(Stored data)
<<<<

PR #5250, opened 2024-07-11
fix: handle nil claims in sql resolver

k-anshul:
IMO no claims will be set when resolving incremental model state so we should handle nil claims


esevastyanov (approved):
looks good!

k-anshul:
Thanks @esevastyanov 
Benjamin and I are also discussing on an alternative solution here : https://github.com/rilldata/rill/pull/5251

begelundmuller:
Closing in favor of https://github.com/rilldata/rill/pull/5251

PR #5251, opened 2024-07-11
Runtime: Ensure resolver claims are set

begelundmuller:


runtime/resolver.go
```diff
@@ -156,19 +156,26 @@ type ResolveResult struct {
...
 // Resolve resolves a query using the given options.
 func (r *Runtime) Resolve(ctx context.Context, opts *ResolveOptions) (ResolveResult, error) {
-	// Initialize the resolver
-	initializer, ok := ResolverInitializers[opts.Resolver]
-	if !ok {
-		return ResolveResult{}, fmt.Errorf("no resolver found for name %q", opts.Resolver)
+	// Prepare options
+	claims := opts.Claims
+	if claims == nil {
+		claims = &SecurityClaims{SkipChecks: true}
```
k-anshul, line 162: May be this should be set by the caller and this should return an error if `SecurityClaims` is nil.
This leaves a hole that in new integration we can forget to set it and all security checks will be skipped.

begelundmuller: Good idea

k-anshul (approved):

PR #5258, opened 2024-07-11
drop not null constraint on asset

k-anshul:


begelundmuller (commented):
Did you test the code that reads assets for rows that have nulls? Sometimes with `database/sql`, those need a `*string` or `sql.NullString` instead

begelundmuller (approved):

PR #5261, opened 2024-07-12
feat: API to get connected github repos

AdityaHegde:
To support `Connect to github` we need to know the connected repos so that user can select one of them.

Adding an API to fetch connected github repos: `ListGithubUserRepos`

>>>>

WHAT IS REQUIRED
Give back exactly the lines above starting at the line where "Benjamin and I" appears and ending at the line where "k-anshul, line 162: May" appears, both included, with no other lines.

THE COMPLETED TASK
Benjamin and I are also discussing on an alternative solution here : https://github.com/rilldata/rill/pull/5251

begelundmuller:
Closing in favor of https://github.com/rilldata/rill/pull/5251

PR #5251, opened 2024-07-11
Runtime: Ensure resolver claims are set

begelundmuller:


runtime/resolver.go
```diff
@@ -156,19 +156,26 @@ type ResolveResult struct {
...
 // Resolve resolves a query using the given options.
 func (r *Runtime) Resolve(ctx context.Context, opts *ResolveOptions) (ResolveResult, error) {
-	// Initialize the resolver
-	initializer, ok := ResolverInitializers[opts.Resolver]
-	if !ok {
-		return ResolveResult{}, fmt.Errorf("no resolver found for name %q", opts.Resolver)
+	// Prepare options
+	claims := opts.Claims
+	if claims == nil {
+		claims = &SecurityClaims{SkipChecks: true}
```
k-anshul, line 162: May be this should be set by the caller and this should return an error if `SecurityClaims` is nil.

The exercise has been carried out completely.